Los Angeles, CA 90046
(323) 692-1450
Website

Todd Murakami has been cutting fish for me since 1987. We spent an extended time together when he was a young sushi chef at Iroha in Studio City CA. I followed him to Matsuhisa in Beverly Hills briefly and then met up with him again when he opened his own place on Santa Monica Boulevard in West Hollywood in the late 1990s.

Murakami in West Hollywood was one of the hottest sushi restaurants on the west side of Los Angeles for nine years. Then Todd sold the restaurant and moved to Japan for several years.
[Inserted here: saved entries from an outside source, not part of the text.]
PR #950, opened 2020-06-10
Use regions to allocate plan generator expressions

gonzalezjo:
Title: Use regions to allocate plan generator expressions

# Proposal: Allocate plan expressions in regions

## Motivation & Design

Currently, a large number of allocations are performed as part of physical plan generation.
This presents a number of issues:
1. A large number of small allocations in a hottish path adds unnecessary overhead.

He reappeared in L.A. with a small restaurant on Wilcox Avenue in Hollywood. It became a lunch time magnet for the employees of the shops and offices on Hollywood Boulevard. Residents of the apartment buildings north of Hollywood Boulevard flocked to the restaurant for high quality, inexpensive take out. While sushi and sashimi was available, the restaurant specialty was a series of bowls in which generous portions of gorgeous fish sat atop perfectly prepared sushi rice. The Chirashi Bowl, a build your own offering, was particularly popular.

In late September 2013 Murakami on Wilcox closed suddenly. You could call the restaurant quaint if you wanted to be kind. Fact is the building was a wreck and Todd decided to move on.

Enter the next iteration of Murakami, which he opened on Melrose Avenue in mid-December 2013.

The sushi bar seats about a dozen customers; there are about half a dozen four-top tables and a small outdoor area in the front. Behind the bar, Todd runs the show with two assistants and a hot item cook. The recipes have followed Todd through the years and are as good as ever. The halibut Carpaccio was a Todd invention in West Hollywood. Versions of it can be found here and there around town, but none can match the original as served up at Murakami.

As for the fish for the sushi and sashimi offerings, the quality reflects the care and expertise Todd has brought to each of the places he has owned and operated; the portions are more than ample and the prices are extremely reasonable by west side of L.A. standards. This isn’t the high rent area, but it isn’t slumming either.

Soon after he opened the Melrose Avenue restaurant, I mentioned to Todd that the chefs at some of the other restaurants around town were surprised when he closed the Wilcox location and were anxious to know what he would do next. He seemed surprised that any of them knew or cared. I teased him about being famous in the world of sushi chefs. He shook his head and said, “I’m not famous; I’m not on TV.”

No, he’s not on TV, but he is famous. In the close knit world of some of the city’s better sushi chefs the name Todd Murakami means a great deal. He is respected for his success in the business and the integrity with which he runs his restaurants and he is liked as a very nice man. To hungry fans of excellent sushi the name Murakami means dependably high quality fish, well prepared and offered at very fair prices.